WORK REQUEST: Word for word, restate the lines of the data from the first through the one containing "## ✅ ROOT CAUSE IDENTIFIED", and nothing else.

DATA EXTRACT:
■ ■ ■ ■

PR #25, opened 2025-10-29
[VTID DEV-CICDL-0034] Gateway Telemetry — Diagnose, Fix, Validate

exafyltd:
### 📋 Objective
Fix Gateway telemetry endpoints returning 404 to enable event emission from pipelines, agents, and services to OASIS → SSE → Live Console.

---

## ✅ ROOT CAUSE IDENTIFIED

**Finding:** Telemetry endpoints `/api/v1/telemetry/event` and `/api/v1/telemetry/batch` were **never implemented** in the Gateway codebase.

**Evidence:**
- No telemetry router registered in `src/index.ts`
- No `src/routes/telemetry.ts` file existed
- All requests fell through to 404 handler

**Full Diagnosis:** See `docs/reports/devcicdl0034-telemetry.md`

---

### 1. New Telemetry Router ✅
**File:** `services/gateway/src/routes/telemetry.ts`

**Endpoints:**
- `POST /api/v1/telemetry/event` - Single telemetry event
- `POST /api/v1/telemetry/batch` - Batch telemetry events
- `GET /api/v1/health` - Gateway health check
- `GET /api/v1/telemetry/health` - Telemetry subsystem health

**Features:**
- ✅ Validates TickerEvent schema (Zod)
- ✅ Persists to `oasis_events` table
- ✅ Broadcasts to SSE feed (Live Console)
- ✅ Returns 202 Accepted
- ✅ Comprehensive error handling

### 2. DevHub SSE Integration ✅
**File:** `services/gateway/src/routes/devhub.ts`

**Changes:**
- Exported `broadcastEvent()` function
- Telemetry router calls this to push events to SSE
- No breaking changes to existing SSE functionality

### 3. Router Registration ✅
**File:** `services/gateway/src/index.ts`

**Changes:**
- Imported telemetry router
- Registered with Express app
- Updated startup logs

### 4. Tests ✅
**File:** `services/gateway/test/telemetry.test.ts`

**Coverage:**
- Valid telemetry event acceptance (202)
- Invalid payload rejection (400)
- Health endpoint checks (200)

---

## 📊 TELEMETRY EVENT SCHEMA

■ ■ ■ ■

ANSWER FOR THIS EXERCISE:
PR #25, opened 2025-10-29
[VTID DEV-CICDL-0034] Gateway Telemetry — Diagnose, Fix, Validate

exafyltd:
### 📋 Objective
Fix Gateway telemetry endpoints returning 404 to enable event emission from pipelines, agents, and services to OASIS → SSE → Live Console.

---

## ✅ ROOT CAUSE IDENTIFIED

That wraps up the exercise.